Using MCare’s file specifications for relevant accounts, CHRISTUS prepared and submitted a file of accounts going back several years for MCare to review. MCare’s first step in its analysis process was running the files through MCare’s proprietary software analyzer, which contains reimbursement formulas and payment-related algorithms corresponding to CMS regulations. This step pared down the initial assignment of accounts to those warranting further review to determine potential coding variances. MCare’s staff then followed up on each account’s history, as well as contacted post-acute care providers and the FI’s when necessary to determine what actually happened with the patient and/or provider after discharge from the CHRISTUS acute care facility. When it was determined that an error in payment had been made, whether an overpayment or an underpayment, the MCare staff made the appropriate change in the discharge status code via the Direct Data Entry (DDE) system, and resubmitted it to the FI for a corrected payment. Detailed results were documented at the patient level and conveyed by MCare to CHRISTUS for its records.

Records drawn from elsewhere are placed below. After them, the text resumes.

PR #1445, opened 2022-12-13
IGNITE-18399 Adapt WorkDirectoryExtension to Gradle

sashapolo:
https://issues.apache.org/jira/browse/IGNITE-18399

### DIFF
--- a/modules/core/src/testFixtures/java/org/apache/ignite/internal/testframework/WorkDirectoryExtension.java
+++ b/modules/core/src/testFixtures/java/org/apache/ignite/internal/testframework/WorkDirectoryExtension.java
@@ -56,8 +56,8 @@ import org.junit.platform.commons.support.HierarchyTraversalMode;
  * to the module, where the tests are being run, and their paths depends on the lifecycle of the folder:
  *
  * <ol>
- *     <li>For test methods: "target/work/{@literal <name-of-the-test-class>/<name-of-the-test-method>_<current_time_millis>}"</li>
- *     <li>For test classes: "target/work/{@literal <name-of-the-test-class>/static_<current_time_millis>}"</li>
+ *     <li>For test methods: "build/work/{@literal <name-of-the-test-class>/<name-of-the-test-method>_<current_time_millis>}"</li>
+ *     <li>For test classes: "build/work/{@literal <name-of-the-test-class>/static_<current_time_millis>}"</li>
  * </ol>
  *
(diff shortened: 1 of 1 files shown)


modules/core/src/testFixtures/java/org/apache/ignite/internal/testframework/WorkDirectoryExtension.java
```diff
@@ -270,4 +270,15 @@ private static boolean isEmpty(Path dir) throws IOException {
         }
     }
 
+    private static Path getBasePath() {
+        // Maven build folder
+        Path mavenPath = Path.of("target");
```
SammyVimes, line 275: Do you think we need maven?

modules/core/src/testFixtures/java/org/apache/ignite/internal/testframework/WorkDirectoryExtension.java
```diff
@@ -56,8 +56,8 @@
  * to the module, where the tests are being run, and their paths depends on the lifecycle of the folder:
  *
  * <ol>
- *     <li>For test methods: "target/work/{@literal <name-of-the-test-class>/<name-of-the-test-method>_<current_time_millis>}"</li>
- *     <li>For test classes: "target/work/{@literal <name-of-the-test-class>/static_<current_time_millis>}"</li>
+ *     <li>For test methods: "build/work/{@literal <name-of-the-test-class>/<name-of-the-test-method>_<current_time_millis>}"</li>
```
SammyVimes, line 59: Seems like it can be `target` if there's `target` folder

SammyVimes (approved):
lgtm

modules/core/src/testFixtures/java/org/apache/ignite/internal/testframework/WorkDirectoryExtension.java
sashapolo: Somebody is still using Maven, I don't want to ruin the Ignite experience for them)

modules/core/src/testFixtures/java/org/apache/ignite/internal/testframework/WorkDirectoryExtension.java
sashapolo: Gradle is going to be the main build system, so no need to explicitly mention Maven in the docs

PR #1449, opened 2022-12-14
IGNITE-17271 Sort out sqlogic tests

zstan:


modules/runner/src/integrationTest/sql/function/generic/test_coalesce.test
```diff
@@ -45,7 +45,7 @@ statement ok
 INSERT INTO test3 VALUES (null, 22), (12, null), (13, 22)
 
 query T
-SELECT COALESCE(CAST(a AS VARCHAR), 11) FROM test3 ORDER BY a;
+SELECT COALESCE(CAST(a AS VARCHAR), 11) as b FROM test3 ORDER BY b;
```
korlov42, line 48: I believe the proper fix is to move 11 at the end

zstan: done, also all others previous discussed issues are changed too. check plz ?

PR #1451, opened 2022-12-14
IGNITE-18413 Reorganize metastorage modules

sashapolo:
https://issues.apache.org/jira/browse/IGNITE-18413


ibessonov (approved):
Let's wait for @agura's approval as well

modules/metastorage-api/src/main/java/org/apache/ignite/internal/metastorage/dsl/OperationType.java
```diff
@@ -15,7 +15,7 @@
  * limitations under the License.
  */
 
-package org.apache.ignite.internal.metastorage.common;
+package org.apache.ignite.internal.metastorage.dsl;
```
agura, line 18: I really don't like the `dsl` name. There is still a difference between a language and an API. Really minor, but I can't be silent :)

modules/metastorage-api/src/main/java/org/apache/ignite/internal/metastorage/MetaStorageManager.java
```diff
@@ -0,0 +1,125 @@
+/*
```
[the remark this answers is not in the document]
sashapolo: I agree with you, however this is how it was implemented before my changes, I simply extracted an interface. I don't want to rename this in my PR in order to reduce the amount of changes.

modules/metastorage-api/src/main/java/org/apache/ignite/internal/metastorage/dsl/OperationType.java
sashapolo: Sure, do you have a better name in mind?

agura (approved):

Of accounts assigned and reviewed to date, 25% had an associated TDRG, of which 19% warranted follow-up to determine the accuracy of prior payments. Of the total accounts assigned, 0.9% have resulted in additional incremental payments, at an average of $2,302 each. “These results are well within the range of our expectations, based on what MCare had projected, and we couldn’t be more pleased with MCare’s efforts, organization, and results,” concluded Ms. Holly.
Thus far, the retro review of approximately 90,000 accounts initially assigned for the period 10/1/05-12/31/06 from all the CHRISTUS facilities participating in the program has resulted in the identification and collection of over $1.33M in underpayments. It also resulted in the identification and correction of 5 accounts totaling a little over $9,000 in overpayments. These recovered payments (and corrected overpayments) were realized within six months from the time the program first started. Additional recoveries continue through the review of other CHRISTUS accounts assigned on a recurring basis to MCare for follow-up and recovery, as well as from the review of even older accounts.